Stored records:
PR #298, opened 2021-03-02
improve racket brainfuck

yjqww6:
This should make performance more similar to Chez version.

Major improments:
* use immutable tape structs (just like the Chez version)
* use unsafe operations and authentic operations.

Other minor improvements:
* more fixnum operations
* loopify `run` when possible
* reduce dependencies


nuald:
The new numbers will be provided soon.

PR #300, opened 2021-03-04
Improve Racket Syntax Object variant for bf benchmark

philnguyen:
- Use more unsafe operations
- Simplify parser


nuald:
Looks good, but I've just realized that I don't use CS implementation of Racket (looks like it's the default one now). So, some additional changes will be required in the test environment before I provide the new numbers.

PR #304, opened 2021-03-08
Add F# base64

sfesenko:


nuald:
Looks good, but I have some concerns about using `dotnet fsi` - does it have performance overhead comparing with the running a compiled assembly? I suspect it does (not referring to the obvious startup time delay, but rather executing the script itself). Usually we use separate build/run processes even if the scripting mode is supported (e.g. for Scala). However, if the overhead is quite minimal, I'm fine with the scripting.

sfesenko:
You are right, compiled version is ~0.4 sec faster. However, due to `<ServerGarbageCollection>true</ServerGarbageCollection>` setting, actual time is higher for me (Intel(R) Core(TM) i5-9300H CPU @ 2.40GHz):

```
dotnet fsi
encode aaaa... YWFh...: 1431666688, 1.5788624
decode YWFh... aaaa...: 1073741824, 2.9184636
overall time: 4.497326s
```

```
<ServerGarbageCollection>false</ServerGarbageCollection>
encode aaaa... YWFh...: 1431666688, 1.2112577
decode YWFh... aaaa...: 1073741824, 2.8871488
overall time: 4.098406499999999s
```

```
<ServerGarbageCollection>true</ServerGarbageCollection>
encode aaaa... YWFh...: 1431666688, 2.3537486
decode YWFh... aaaa...: 1073741824, 3.4588925
overall time: 5.8126411000000004s
```

nuald:
I'll play with the garbage collector settings on my side, no worries. However, for the consistency, please follow the bf-approach and use build/run process for that test.

nuald:
I've verified, server GC works a little bit faster on my laptop, so I guess I continue to use it.

PR #309, opened 2021-03-11
Add Vala implementation of matmul 

akarin123:
Add Vala implementation of matmul. Enable O3 optimizaiton would make it run much faster.


nuald:
The current benchmarks already uses O3 flag:
> `VALAC_FLAGS := --disable-assert -X -O3 --pkg gio-2.0 --pkg posix`

PR #317, opened 2021-03-25
Julia matmul: move `@simd` to innermost loop

mbauman:
The `@simd` macro only works on innermost loops.  On my machine this results in a ~5.5x speedup.

### DIFF
--- a/matmul/matmul.jl
+++ b/matmul/matmul.jl
@@ -12,17 +12,17 @@ function mul(a, b)
 
     # transpose a for cache-friendliness
     aT = zeros(n, m)
-    @simd for i = 1:m
-        for j = 1:n
+    for i = 1:m
+        @simd for j = 1:n
             @inbounds aT[j, i] = a[i, j]
         end
     end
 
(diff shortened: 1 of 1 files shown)


stillyslalom:
See also https://github.com/kostya/benchmarks/pull/318. On my machine, this gives
```
julia> @btime mul($a, $b) # current implementation
  3.595 s (4 allocations: 34.33 MiB)

julia> @btime mul_317($a, $b)
  1.472 s (4 allocations: 34.33 MiB)

julia> @btime mul_318($a, $b); # with one thread
  1.389 s (2 allocations: 17.17 MiB)

julia> @btime mul_318($a, $b) # with `ncores` threads
  751.322 ms (83 allocations: 17.17 MiB)
```

mbauman:
Yeah, this is the simpler "in situ" sort of fix that just makes the code do what it was meant to do.

nuald:
Closing it in lieu of #318 (as it has the same changes plus extra on top).

PR #70, opened 2022-10-28
Firefox: Added path to snap directories

cobyge:
This PR adds another directory to search in for Firefox files, which is the default snap directory.
Since Ubuntu 21.10, Firefox is installed as a Snap by default


cobyge:
@DissectBot agree

dissect/target/plugins/browsers/firefox.py
```diff
@@ -17,6 +17,7 @@ class FirefoxPlugin(Plugin):
         "AppData/Roaming/Mozilla/Firefox/Profiles",
         "AppData/local/Mozilla/Firefox/Profiles",
         ".mozilla/firefox",
+        "snap/firefox/common/.mozilla",
```
Schamper, line 20:
```suggestion
        "snap/firefox/common/.mozilla/firefox",
```
I believe this is the directory that actually contains the profiles.

Schamper (changes requested):

Schamper (approved):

• **Task**
Please restate the data word for word, every record included.

• **Result of the task**
PR #298, opened 2021-03-02
improve racket brainfuck

yjqww6:
This should make performance more similar to Chez version.

Major improments:
* use immutable tape structs (just like the Chez version)
* use unsafe operations and authentic operations.

Other minor improvements:
* more fixnum operations
* loopify `run` when possible
* reduce dependencies


nuald:
The new numbers will be provided soon.

PR #300, opened 2021-03-04
Improve Racket Syntax Object variant for bf benchmark

philnguyen:
- Use more unsafe operations
- Simplify parser


nuald:
Looks good, but I've just realized that I don't use CS implementation of Racket (looks like it's the default one now). So, some additional changes will be required in the test environment before I provide the new numbers.

PR #304, opened 2021-03-08
Add F# base64

sfesenko:


nuald:
Looks good, but I have some concerns about using `dotnet fsi` - does it have performance overhead comparing with the running a compiled assembly? I suspect it does (not referring to the obvious startup time delay, but rather executing the script itself). Usually we use separate build/run processes even if the scripting mode is supported (e.g. for Scala). However, if the overhead is quite minimal, I'm fine with the scripting.

sfesenko:
You are right, compiled version is ~0.4 sec faster. However, due to `<ServerGarbageCollection>true</ServerGarbageCollection>` setting, actual time is higher for me (Intel(R) Core(TM) i5-9300H CPU @ 2.40GHz):

```
dotnet fsi
encode aaaa... YWFh...: 1431666688, 1.5788624
decode YWFh... aaaa...: 1073741824, 2.9184636
overall time: 4.497326s
```

```
<ServerGarbageCollection>false</ServerGarbageCollection>
encode aaaa... YWFh...: 1431666688, 1.2112577
decode YWFh... aaaa...: 1073741824, 2.8871488
overall time: 4.098406499999999s
```

```
<ServerGarbageCollection>true</ServerGarbageCollection>
encode aaaa... YWFh...: 1431666688, 2.3537486
decode YWFh... aaaa...: 1073741824, 3.4588925
overall time: 5.8126411000000004s
```

nuald:
I'll play with the garbage collector settings on my side, no worries. However, for the consistency, please follow the bf-approach and use build/run process for that test.

nuald:
I've verified, server GC works a little bit faster on my laptop, so I guess I continue to use it.

PR #309, opened 2021-03-11
Add Vala implementation of matmul 

akarin123:
Add Vala implementation of matmul. Enable O3 optimizaiton would make it run much faster.


nuald:
The current benchmarks already uses O3 flag:
> `VALAC_FLAGS := --disable-assert -X -O3 --pkg gio-2.0 --pkg posix`

PR #317, opened 2021-03-25
Julia matmul: move `@simd` to innermost loop

mbauman:
The `@simd` macro only works on innermost loops.  On my machine this results in a ~5.5x speedup.

### DIFF
--- a/matmul/matmul.jl
+++ b/matmul/matmul.jl
@@ -12,17 +12,17 @@ function mul(a, b)
 
     # transpose a for cache-friendliness
     aT = zeros(n, m)
-    @simd for i = 1:m
-        for j = 1:n
+    for i = 1:m
+        @simd for j = 1:n
             @inbounds aT[j, i] = a[i, j]
         end
     end
 
(diff shortened: 1 of 1 files shown)


stillyslalom:
See also https://github.com/kostya/benchmarks/pull/318. On my machine, this gives
```
julia> @btime mul($a, $b) # current implementation
  3.595 s (4 allocations: 34.33 MiB)

julia> @btime mul_317($a, $b)
  1.472 s (4 allocations: 34.33 MiB)

julia> @btime mul_318($a, $b); # with one thread
  1.389 s (2 allocations: 17.17 MiB)

julia> @btime mul_318($a, $b) # with `ncores` threads
  751.322 ms (83 allocations: 17.17 MiB)
```

mbauman:
Yeah, this is the simpler "in situ" sort of fix that just makes the code do what it was meant to do.

nuald:
Closing it in lieu of #318 (as it has the same changes plus extra on top).

PR #70, opened 2022-10-28
Firefox: Added path to snap directories

cobyge:
This PR adds another directory to search in for Firefox files, which is the default snap directory.
Since Ubuntu 21.10, Firefox is installed as a Snap by default


cobyge:
@DissectBot agree

dissect/target/plugins/browsers/firefox.py
```diff
@@ -17,6 +17,7 @@ class FirefoxPlugin(Plugin):
         "AppData/Roaming/Mozilla/Firefox/Profiles",
         "AppData/local/Mozilla/Firefox/Profiles",
         ".mozilla/firefox",
+        "snap/firefox/common/.mozilla",
```
Schamper, line 20:
```suggestion
        "snap/firefox/common/.mozilla/firefox",
```
I believe this is the directory that actually contains the profiles.

Schamper (changes requested):

Schamper (approved):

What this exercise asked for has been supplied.